Exercise
Every line with the string "async" should be copied from the data.

Supplied records

::::

PR #3937, opened 2025-05-14
Enable access to the Ethereum Logs

### LINKED ISSUE #3758: Extracting Ethereum events from Linera events
We are redirecting the Ethereum Log to the Linera events.
However, we are not yet extracting them from the log which needs to be done.

MathieuDutSik:
## Motivation

The Ethereum logs are an essential feature of the EVM, and we need to support it. Since the events are available as blobs it is relatively easy to support them.

Fixes #3758 

## Proposal

The following is done:
* The function `fn read_events_from_index` is added to the storage.
* Since the way the serialization is done influences the function, adequate tests are added.
* The required traits are added to the `StreamId`, `GenericApplicationId`, `StreamName`, and the needed tests are added so that `FromStr` is the reverse of `Display`.
* The `IndexAndEvent` type is added, as this is how the events appear from downloading them.
* GraphQL types are implemented via `SimpleObject` and `InputObject` with `input_name` being used for consistency..
* The function `events_from_index` is added to the `NodeService`.
* The truncation length of 200 was not enough for debugging and was extended to 500. It might be a good value overall, as 500 characters will not flood the display.
* Several `.clone()` on storage that were not needed have been removed.
* The block height is added to the emitted events.

## Test Plan

The test for the feature has been added.

## Release Plan

## Links

None.

### DIFF
--- a/CLI.md
+++ b/CLI.md
@@ -29,6 +29,7 @@ This document contains the help content for the `linera` command-line program.
 * [`linera service`↴](#linera-service)
 * [`linera faucet`↴](#linera-faucet)
 * [`linera publish-module`↴](#linera-publish-module)
+* [`linera list-events-from-index`↴](#linera-list-events-from-index)
 * [`linera publish-data-blob`↴](#linera-publish-data-blob)
 * [`linera read-data-blob`↴](#linera-read-data-blob)
 * [`linera create-application`↴](#linera-create-application)
@@ -92,6 +93,7 @@ A Byzantine-fault tolerant sidechain with low-latency finality and high throughp
 * `service` — Run a GraphQL service to explore and extend the chains of the wallet
 * `faucet` — Run a GraphQL service that exposes a faucet where users can claim tokens. This gives away the chain's tokens, and is mainly intended for testing
 * `publish-module` — Publish module
+* `list-events-from-index` — Reading the events from a starting index
 * `publish-data-blob` — Publish a data blob of binary data
 * `read-data-blob` — Verify that a data blob is readable
 * `create-application` — Create an application
@@ -648,6 +650,25 @@ Publish module
 * `--vm-runtime <VM_RUNTIME>` — The virtual machine runtime to use
 
   Default value: `wasm`
+
+
+
+## `linera list-events-from-index`
+
+Reading the events from a starting index
+
+**Usage:** `linera list-events-from-index [OPTIONS] --stream-id <STREAM_ID> [CHAIN_ID]`
+
+###### **Arguments:**
+
+* `<CHAIN_ID>` — The chain to query. If omitted, query the default chain of the wallet
+
+###### **Options:**
+
+* `--stream-id <STREAM_ID>` — The stream being considered
+* `--start-index <START_INDEX>` — Index of the message to start with
+
+  Default value: `0`
 
 
 
--- a/CLI.md
+++ b/CLI.md
@@ -93,7 +93,7 @@ A Byzantine-fault tolerant sidechain with low-latency finality and high throughp
 * `service` — Run a GraphQL service to explore and extend the chains of the wallet
 * `faucet` — Run a GraphQL service that exposes a faucet where users can claim tokens. This gives away the chain's tokens, and is mainly intended for testing
 * `publish-module` — Publish module
-* `list-events-from-index` — Reading the events from a starting index
+* `list-events-from-index` — Print events from a specific chain and stream from a specified index
 * `publish-data-blob` — Publish a data blob of binary data
 * `read-data-blob` — Verify that a data blob is readable
 * `create-application` — Create an application
@@ -655,7 +655,7 @@ Publish module
 
 ## `linera list-events-from-index`
 
-Reading the events from a starting index
+Print events from a specific chain and stream from a specified index
 
 **Usage:** `linera list-events-from-index [OPTIONS] --stream-id <STREAM_ID> [CHAIN_ID]`
 
--- a/linera-base/src/identifiers.rs
+++ b/linera-base/src/identifiers.rs
@@ -497,7 +497,7 @@ impl StreamId {
     }
 }
 
-/// The result of an events from index.
+/// The result of an `events_from_index`.
 #[derive(
     Debug,
     Eq,
@@ -514,7 +514,7 @@ impl StreamId {
     SimpleObject,
 )]
 pub struct IndexAndEvent {
-    /// The index of the found index.
+    /// The index of the found event.
     pub index: u32,
     /// The event being returned.
     pub event: Vec<u8>,
--- a/linera-base/src/identifiers.rs
+++ b/linera-base/src/identifiers.rs
@@ -4,7 +4,7 @@
 //! Core identifiers used by the Linera protocol.
 
 use std::{
-    fmt::self,
+    fmt,
     hash::{Hash, Hasher},
     marker::PhantomData,
 };
@@ -331,7 +331,7 @@ impl fmt::Display for GenericApplicationId {
             GenericApplicationId::User(application_id) => {
                 Display::fmt("User", f)?;
                 Display::fmt(&application_id, f)
-            },
+            }
         }
     }
 }
@@ -520,7 +520,6 @@ pub struct IndexAndEvent {
 
 scalar!(IndexAndEvent);
 
-
 impl fmt::Display for StreamId {
     fn fmt(&self, f: &mut fmt::Formatter<'_>) -> fmt::Result {
         Display::fmt(&self.application_id, f)?;
@@ -535,9 +534,13 @@ impl std::str::FromStr for StreamId {
     fn from_str(s: &str) -> Result<Self, Self::Err> {
         let parts = s.split(':').collect::<Vec<_>>();
         if parts.len() == 2 {
-            let application_id = GenericApplicationId::from_str(parts[0]).context("Invalid GenericApplicationId!")?;
+            let application_id = GenericApplicationId::from_str(parts[0])
+                .context("Invalid GenericApplicationId!")?;
             let stream_name = StreamName::from_str(parts[1]).context("Invalid StreamName!")?;
-            Ok(StreamId { application_id, stream_name })
+            Ok(StreamId {
+                application_id,
+                stream_name,
+            })
         } else {
             Err(anyhow!("Invalid blob ID: {}", s))
         }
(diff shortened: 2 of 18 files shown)


linera-service/src/linera/main.rs
```diff
@@ -1039,12 +1039,32 @@ impl Runnable for Job {
...
+                    options.inner.clone(),
+                    wallet,
+                    Box::new(signer.into_value()),
+                );
+                let start_time = Instant::now();
+                let chain_id = chain_id.unwrap_or_else(|| context.default_chain());
+                let index_events = storage
+                    .list_events_from_index(&chain_id, &stream_id, start_index)
+                    .await?;
+                println!("{:?}", index_events);
```
afck, line 1058: We could pretty print this:

```suggestion
                println!("{:#?}", index_events);
```

…or even output it as a table with one event per line?

MathieuDutSik: Ok.

linera-storage/src/db_storage.rs
```diff
@@ -840,6 +880,36 @@ where
         Ok(exists)
     }
 
+    async fn list_events_from_index(
```
afck, line 883: Maybe `read_` instead of `list_`? (For `list` I would expect it to return only the indices, not the events, I think.)

linera-storage/src/db_storage.rs
```diff
@@ -840,6 +880,36 @@ where
...
+        chain_id: &ChainId,
+        stream_id: &StreamId,
+        start_index: u32,
+    ) -> Result<Vec<IndexAndEvent>, ViewError> {
+        let mut prefix = vec![INDEX_EVENT_ID];
+        prefix.extend(bcs::to_bytes(chain_id).unwrap());
+        prefix.extend(bcs::to_bytes(stream_id).unwrap());
+        let mut keys = Vec::new();
+        let mut indices = Vec::new();
+        for short_key in self.store.find_keys_by_prefix(&prefix).await?.iterator() {
```
afck, line 894: Why not `find_key_values_by_prefix` right away?

linera-storage/src/db_storage.rs
```diff
@@ -328,22 +328,31 @@ enum BaseKey {
...
+        identifiers::{
+            ApplicationId, BlobId, BlobType, ChainId, EventId, GenericApplicationId, StreamId,
+            StreamName,
+        },
     };
 
     use crate::db_storage::{
-        BaseKey, BLOB_ID_LENGTH, CHAIN_ID_LENGTH, INDEX_BLOB_ID, INDEX_CHAIN_ID,
+        BaseKey, BLOB_ID_LENGTH, CHAIN_ID_LENGTH, INDEX_BLOB_ID, INDEX_CHAIN_ID, INDEX_EVENT_ID,
     };
```
afck, line 347:
```suggestion
    };

```

linera-storage/src/db_storage.rs
```diff
@@ -328,22 +328,31 @@ enum BaseKey {
...
+    // Several functionalities of the storage rely on the way that the serialization
+    // is done. Thus we need to check that the serialization work in the way that
```
afck, line 349:
```suggestion
    // is done. Thus we need to check that the serialization works in the way that
```

linera-service/tests/linera_net_tests.rs
```diff
@@ -418,6 +418,123 @@ async fn test_evm_end_to_end_counter(config: impl LineraNetConfig) -> Result<()>
...
+        application_id,
+        stream_name,
+    };
+
+    let mut start_index = 0;
+    let indices_and_events = node_service
+        .events_from_index(&chain, &stream_id, start_index)
+        .await?;
+    let index_and_event = indices_and_events[0].clone();
+    tracing::info!("1: index_and_event={index_and_event:?}");
```
afck, line 493: (What does the `1:` mean?)

linera-service/src/cli_wrappers/wallet.rs
```diff
@@ -1204,6 +1206,19 @@ impl NodeService {
         Ok(serde_json::from_value(committees)?)
     }
 
+    pub async fn events_from_index(
+        &self,
+        chain_id: &ChainId,
+        stream_id: &StreamId,
+        start_index: u32,
+    ) -> Result<Vec<IndexAndEvent>> {
+        let query = format!("query {{ eventsFromIndex(chainId: \"{chain_id}\", streamId: {}, startIndex: {start_index}) {{ index event }} }}", stream_id.to_value());
```
afck, line 1215: (Maybe break the string into multiple lines and format it a bit.)

linera-base/src/identifiers.rs
```diff
@@ -324,6 +324,33 @@ pub enum GenericApplicationId {
     User(ApplicationId),
 }
 
+impl fmt::Display for GenericApplicationId {
+    fn fmt(&self, f: &mut fmt::Formatter<'_>) -> fmt::Result {
+        match self {
+            GenericApplicationId::System => Display::fmt("System", f),
+            GenericApplicationId::User(application_id) => {
+                Display::fmt("User", f)?;
```
afck, line 332: Should we add a separator (colon?) after `System` and `User`? Looks weird if the word is not separated from the hex string at all.

linera-base/src/identifiers.rs
```diff
@@ -453,6 +497,56 @@ impl StreamId {
     }
 }
 
+/// The result of an events from index.
```
afck, line 500: If you refer to a function, let's use backticks and the correct function name: `` `events_from_index` ``

linera-base/src/identifiers.rs
```diff
@@ -453,6 +497,56 @@ impl StreamId {
...
+    Hash,
+    Serialize,
+    Deserialize,
+    WitLoad,
+    WitStore,
+    WitType,
+    SimpleObject,
+)]
+pub struct IndexAndEvent {
+    /// The index of the found index.
```
afck, line 517:
```suggestion
    /// The index of the found event.
```

linera-base/src/identifiers.rs
```diff
@@ -453,6 +497,56 @@ impl StreamId {
...
+        Display::fmt(":", f)?;
+        Display::fmt(&self.stream_name, f)
+    }
+}
+
+impl std::str::FromStr for StreamId {
+    type Err = anyhow::Error;
+
+    fn from_str(s: &str) -> Result<Self, Self::Err> {
+        let parts = s.split(':').collect::<Vec<_>>();
```
afck, line 535: I see; I guess if we use the colon in the generic application ID as well, we have to use `rsplit_once` here.

CLI.md
```diff
@@ -652,6 +654,25 @@ Publish module
 
 
 
+## `linera list-events-from-index`
+
+Reading the events from a starting index
```
deuszx, line 659: This description isn't helpful as I have no idea what will happen when I run this command.

Should it say "prints events for <chain_id>, using "some" format. Optionally caller can specify a stream/starting index" ?


Also, what will happen when there are thousands of such events? Why do we need this command in the CLI?

linera-core/src/client/mod.rs
```diff
@@ -3352,6 +3352,19 @@ impl<Env: Environment> ChainClient<Env> {
         }
     }
 
+    /// Returns the indices and events from the storage
+    pub async fn events_from_index(
```
deuszx, line 3356: This can OOM, right? There's no backpressure, paging etc

linera-execution/src/evm/revm.rs
```diff
@@ -782,10 +782,11 @@ where
         // TODO(#3758): Extracting Ethereum events from the Linera events.
         if !logs.is_empty() {
             let mut runtime = self.db.runtime.lock().expect("The lock should be possible");
+            let block_height = runtime.block_height()?;
             let stream_name = bcs::to_bytes("ethereum_event")?;
             let stream_name = StreamName(stream_name);
             for log in &logs {
-                let value = bcs::to_bytes(&(origin, log))?;
+                let value = bcs::to_bytes(&(origin, block_height.0, log))?;
```
deuszx, line 789: Just a note: if EVM events won't be ABI-encoded (or more practically - if they can't be deserialized/decoded using typical EVM tools) it will be make integrations much more difficult.

deuszx (approved):

linera-storage/src/db_storage.rs
MathieuDutSik: Ok.

linera-storage/src/db_storage.rs
MathieuDutSik: Ok.

linera-service/tests/linera_net_tests.rs
MathieuDutSik: Oversight, should have been removed.
For the record, it correspond to the first calls to `events_from_index`.

linera-base/src/identifiers.rs
MathieuDutSik: Thanks.

linera-core/src/client/mod.rs
MathieuDutSik: Yes, this can OOM. There are ways to get GraphQL pagination, but we have not implemented that thus far.

linera-service/src/cli_wrappers/wallet.rs
MathieuDutSik: Ok, done.

CLI.md
MathieuDutSik: Ok, it has been renamed.
This is needed for the node service.

linera-base/src/identifiers.rs
MathieuDutSik: Ok, done. Thanks.

linera-base/src/identifiers.rs
```diff
@@ -201,14 +201,14 @@ impl BlobId {
...
-impl Display for BlobId {
+impl fmt::Display for BlobId {
     fn fmt(&self, f: &mut fmt::Formatter<'_>) -> fmt::Result {
         write!(f, "{}:{}", self.blob_type, self.hash)?;
         Ok(())
     }
 }
 
-impl FromStr for BlobId {
+impl std::str::FromStr for BlobId {
```
ma2bd, line 211: What was the problem with `FromStr` ?

linera-service/src/linera/command.rs
```diff
@@ -658,6 +658,20 @@ pub enum ClientCommand {
         publisher: Option<ChainId>,
     },
 
+    /// Print events from a specific chain and stream from a specified index.
+    ListEventsFromIndex {
```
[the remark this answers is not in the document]
ma2bd: Why is there a `start` and not an `end` index?

linera-service-graphql-client/gql/service_schema.graphql
```diff
@@ -578,6 +578,20 @@ type IncomingBundle {
...
+"""
+The result of an `events_from_index`.
+"""
+type IndexAndEvent {
+	"""
+	The index of the found event.
+	"""
+	index: Int!
+	"""
+	The event being returned.
```
ma2bd, line 590: Are those bytes?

::::

Exercise answer
+    async fn list_events_from_index(
@@ -418,6 +418,123 @@ async fn test_evm_end_to_end_counter(config: impl LineraNetConfig) -> Result<()>
+    pub async fn events_from_index(
+    pub async fn events_from_index(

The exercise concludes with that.